### EXERCISE AIM
After finding the line with "if (task.type == eventTask" in the data below, set down exactly each line through the one with "Can this be", inclusive, and stop there.

(TASK INPUTS)

Issue #638, opened 2017-02-14
"Paused in debugger" in Chrome with version "0.7.7"


fanshuai:
<img width="1134" alt="2017-02-15 00 56 43" src="https://cloud.githubusercontent.com/assets/1005487/22939460/b5b37676-f319-11e6-8741-2e0f40dc7d68.png">

When I click a button with `routerLink` for change router url it raise, only with version `0.7.7`.

JiaLiPassion:
@fanshuai , thank you for reporting the issue, I will make a PR to remove it.

rsnider19:
I am seeing the same thing when I run code in `this.zone.runOutsideAngular(() => {...});`. It is happening in 0.7.7, but not in 0.7.6. Even if you remove the `debugger`, it is still going to throw that error. Could there be another issue going on here?

JiaLiPassion:
@rsnider19 , can you post a screenshot of the error or the pause on debugger?

rsnider19:
![image](https://cloud.githubusercontent.com/assets/13546759/23103738/274cab32-f68e-11e6-8d02-d5aef7c0b0c4.png)

JiaLiPassion:
@rsnider19 , thank you for the error screenshot, could you post a repository to reproduce so I can debug into it?

rsnider19:
Sure thing! Here is a plunk. Just hover over the sections of the pie chart a couple times and it will trigger.
https://plnkr.co/edit/gar5B50EwAfrIrdU60m5

JiaLiPassion:
@rsnider19, Thank you, I have made a PR to fix this one.

rsnider19:
Awesome! Thanks!

naveedahmed1:
Should this PR also fix the issues reported here https://github.com/angular/angular/issues/14683#issuecomment-282119653

JiaLiPassion:
@naveedahmed1 , yes, the same issue.

naveedahmed1:
@JiaLiPassion btw when should we expect it to be released?

JiaLiPassion:
@naveedahmed1 , I think it is under review. It will take some time, Thank you.

naveedahmed1:
Is it possible to use the version with your submitted pr while its under review?

JiaLiPassion:
@naveedahmed1 , sure ,you can use the attached file to test.
[zone.js.zip](https://github.com/angular/zone.js/files/802489/zone.js.zip)

PR #642, opened 2017-02-21
fix(task): eventTask/Periodical task should not be reset after being cancelled when running

JiaLiPassion:
the issue can be described as the following cases.

```javascript
     const zone = Zone.current.fork({name: 'testZone'});

     const task = zone.scheduleMacroTask('testPeriodTask', () => {
       zone.cancelTask(task);
     }, {isPeriodic: true}, () => {}, () => {});

    task.invoke();
    expect(task.state).toBe('notScheduled');

    
     const task = zone.scheduleEventTask('testEventTask', () => {
       zone.cancelTask(task);
     }, null, () => {}, () => {});

    task.invoke();
    expect(task.state).toBe('notScheduled');
```

When task is cancelled in task's callback(running state), the runTask logic here https://github.com/angular/zone.js/blob/master/lib/zone.ts#L757 will reset the task's state to scheduled, so it will cause issues such as #638, updateTaskCount cause null error, because the task is cancelled but still in scheduled state.

### DIFF
--- a/lib/zone.ts
+++ b/lib/zone.ts
@@ -754,7 +754,11 @@ const Zone: ZoneType = (function(global: any) {
         }
       } finally {
         if (task.type == eventTask || (task.data && task.data.isPeriodic)) {
-          reEntryGuard && (task as ZoneTask)._transitionTo(scheduled, running, notScheduled);
+          // if the task's state is notScheduled, then it has already been cancelled
+          // we should not reset the state to scheduled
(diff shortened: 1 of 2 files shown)


naveedahmed1:
Can this be released anytime soon? Its breaks Angular applications in most of the cases.

naveedahmed1:
Thank you so much @mhevery my Angular 2 app is stable again after this update :)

(End TASK INPUTS)

### FINISHED TASK
         if (task.type == eventTask || (task.data && task.data.isPeriodic)) {
-          reEntryGuard && (task as ZoneTask)._transitionTo(scheduled, running, notScheduled);
+          // if the task's state is notScheduled, then it has already been cancelled
+          // we should not reset the state to scheduled
(diff shortened: 1 of 2 files shown)


naveedahmed1:
Can this be released anytime soon? Its breaks Angular applications in most of the cases.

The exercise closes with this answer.